The Bonus System: Enterprises established 'incentive funds' derived from profits, which were used to pay bonuses to workers who exceeded quality and efficiency targets.
Sales-Based Evaluation: Instead of measuring success by the number of items produced, the state began evaluating factories based on the volume of goods actually sold to consumers or other enterprises.
Cost Accounting (Khozraschyot): This method required enterprises to cover their own expenses from their revenues, encouraging managers to minimize waste and optimize the use of raw materials.
| Feature | Pre-1964 (Khrushchev) | Post-1964 (Kosygin) |
|---|---|---|
| Primary Goal | Rapid expansion of heavy industry | Efficiency and consumer satisfaction |
| Success Metric | Gross physical output (Quantity) | Profitability and sales (Quality) |
| Control | Regional Economic Councils (Sovnarkhozy) | Re-centralized Ministries with local autonomy |
| Incentives | Ideological appeals and quotas | Financial bonuses and profit-sharing |
Identify the 'Why': When asked why the reforms were introduced, always focus on the stagnation of the early 1960s and the failure of Khrushchev's agricultural and industrial policies.

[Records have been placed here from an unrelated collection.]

PR #1458, opened 2026-08-04
chore: update submodules and document archive/delete active-work teardown

panghy:
## Summary

Final monorepo PR for the "stop agents on workspace archive" feature: submodule bumps plus the protocol docs update.

### Submodule bumps

- **packages/intentd** → `4da40a6` — includes [intent-hq/intentd#896](https://github.com/intent-hq/intentd/pull/896): interrupt agents and cancel hooks on workspace archive; eager hook-task abort on delete.
- **packages/cloudlands-fe** → `e78e3973` — includes [intent-hq/cloudlands-fe#727](https://github.com/intent-hq/cloudlands-fe/pull/727): confirm archive/delete when agents or background hooks are active.

### Docs (`docs/PROTOCOL.md`)

- New **archive active-work teardown** block under §5.1: `workspace.archive` gracefully interrupts in-flight agent turns (provider child, ACP session, session rows, transcripts, completion watches, and pending queues all survive for unarchive; terminal `agent:stream:end` with `stopReason: "interrupted"`), parks queued messages/wakes behind archived gates (re-kicked by `workspace.unarchive`), and cancels ACTIVE background hooks (owner woken with an archive notice; unarchive does not resurrect them).
- **Delete cascade** extended with the eager hook-task abort (task-abort only, no event/wake, before the store cascade drops the rows).
- Cross-references from the §5.1 `workspace.archive`/`workspace.unarchive` table rows and §5.40, plus a within-4.2 behavior-only note in the version paragraph (no wire-shape change).
- `docs/ARCHITECTURE.md` untouched: its only delete mention is the checkout-mode git-metadata phase; it does not describe archive or agent/hook teardown semantics.

---


panghy (commented):
Reviewed the docs against the intentd implementation at `4da40a6` (intent-hq/intentd#896) and verified both submodule refs.

**Verified accurate** ✅

- **Submodule refs**: `packages/intentd` → `4da40a6` is the squash-merge of intent-hq/intentd#896 on intentd `main`; `packages/cloudlands-fe` → `e78e3973` is the squash-merge of intent-hq/cloudlands-fe#727 on cloudlands-fe `main`. Both are the current HEADs.
- **Archive sweep order**: `archive_workspace` persists the archived row first, then interrupts busy agents via `AgentManager::interrupt` (the `agent.stop` keep-alive path — turn cancelled, worker aborted, `agent:stream:end` with `stopReason: "interrupted"`, no `agent:deleted`), then runs the hook cancel sweep. Read-only wiring (no manager) archives without error. Matches the docs.
- **Parked queues**: the archived gate exists in both `AgentManager::try_drain_queue` and `Services::deliver_wake_message`, including the chief skip and the fail-open lookup-error arm; `unarchive_workspace` re-kicks the drain per agent. Matches the docs.
- **Hook cancel sweep**: `cancel_workspace_hooks` routes each ACTIVE hook through the shared `cancel_active_hook` machinery (task abort, `cancelled` persisted, `hook:cancelled` emitted, owner wake with archive notice riding the archived gate), skips terminal hooks, and is best-effort per hook. `abort_workspace_hook_tasks` on delete is task-abort only — no event, no wake, runs before the store cascade. Matches the docs.
- **Residual race paragraph** matches the implementation comment in `archive_workspace` (accepted one-stray-turn window, no post-claim re-check on the drain path).
- **Style**: bold-lede blocks, §-cross-references, version-paragraph placement, and the "behavior only, no wire change" convention all match existing PROTOCOL.md precedent.

**Issues found** — 1 accuracy issue + 1 wording nit, both inline on §5.1. The completion-watch-wake claim is the substantive one: that delivery arm is not actually gated on the archived flag in the code.

docs/PROTOCOL.md
```diff
@@ -687,6 +687,46 @@ asynchronously (fire-and-forget) but the create call is not idempotent unless a
...
+  attached) still archives without error.
+- **Queued messages and wakes park while archived.** Both delivery arms gate on the
+  archived flag: the automatic queue drain and wake delivery (hook wakes,
+  completion-watch wakes, `agent.wakeOrCreate` context messages) refuse to start a turn
+  in an archived workspace — entries stay parked in the pending queue (still visible
+  via `agent.getQueue`, §5.5). The virtual chief workspace skips the row read (never
+  archived), and a row-lookup error fails open so a transient store error cannot strand
+  a queue. `workspace.unarchive` re-kicks the drain for every workspace agent with
+  ready-to-send work (the drain re-checks its own gates), so parked queues deliver
+  after unarchive without a manual kick.
```
panghy: **Accuracy: completion-watch wakes are not gated on the archived flag.** The two gates that exist in the code are `AgentManager::try_drain_queue` (the automatic queue drain) and `Services::deliver_wake_message` (hook wakes + `agent.wakeOrCreate` context messages). Completion-watch wakes take a different arm: `deliver_completion_to_watches` → `deliver_parent_wake` → `AgentManager::send_message`, and `send_message` has no archived check — an idle parent in an archived workspace whose watched child completes elsewhere will claim the slot via `try_begin` and run a real turn. (The archive sweep interrupts the parent, leaving it idle, so the enqueue-when-busy path — which *would* park behind the drain gate — does not apply.)

Note the doc comment on `deliver_wake_message` in `agent_ops.rs` doesn't claim completion-watch coverage either; the gate comment there names only the drain mirror.

Suggest either (a) dropping "completion-watch wakes" from the parenthetical so the doc matches the shipped gates, or (b) keeping the claim and filing a follow-up intentd issue to gate `deliver_parent_wake` (or `send_message`) on the archived flag — in which case the doc should land with the fix, not before it.

docs/PROTOCOL.md
```diff
@@ -687,6 +687,46 @@ asynchronously (fire-and-forget) but the create call is not idempotent unless a
...
+- **Active background hooks are cancelled.** Every ACTIVE (`scheduled`/`running`) hook
+  in the workspace (§5.40) goes through the `hook.cancel` machinery: scheduler task
+  aborted, state persisted to `cancelled`, `hook:cancelled` emitted (§6.5), and the
+  owner woken with an archive-specific notice — the wake itself parks behind the
+  archived gate above, so it queues at most and never starts a turn while archived.
+  Terminal hooks are untouched, and **unarchive does not resurrect cancelled hooks** —
+  the notice tells the owner to reschedule if the condition still matters. Best-effort
```
panghy: **Nit: the notice does not actually tell the owner to reschedule.** The shipped wake text is `This hook was cancelled because its workspace was archived.` (§`hook_manager.rs::cancel_workspace_hooks`) — it explains why the hook stopped but contains no reschedule instruction. Suggest softening to something like “the owner is expected to reschedule if the condition still matters” (framing it as the contract, not the notice text), or quoting the actual notice.

docs/PROTOCOL.md
panghy: Fixed in b62e618d — went with option (a): the parked-queues bullet now names only the two shipped gates (queue drain + `deliver_wake_message`: hook wakes and `agent.wakeOrCreate` context messages) and explicitly documents that completion-watch wakes take the ungated `send_message` arm, so a watched child completing elsewhere can still wake an idle parent in an archived workspace.

docs/PROTOCOL.md
panghy: Fixed in b62e618d — the bullet now quotes the shipped notice text verbatim and frames rescheduling as the contract ("the owner is expected to reschedule if the condition still matters") rather than attributing it to the notice.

The 'Prague Spring' Connection: Always mention the 1968 events in Czechoslovakia as the external catalyst that caused Soviet leadership to fear that economic liberalization would lead to political instability.
Analyze Failure: Be prepared to explain that the reforms failed not because they were economically unsound, but because they threatened the power of the Party bureaucracy and the military-industrial complex.
Misconception: Capitalism: Students often mistake the focus on 'profit' as a move toward capitalism. In reality, the state still owned all means of production and set the prices; profit was merely used as an internal accounting tool.
The 'Stability' Trap: It is a mistake to think Brezhnev was entirely against reform. While he prioritized 'stability of cadres,' he allowed limited experimentation as long as it did not challenge central Party authority.
Overlooking the Military: A common error is ignoring the role of the military-industrial complex, which successfully lobbied against redirecting funds from heavy industry to consumer goods.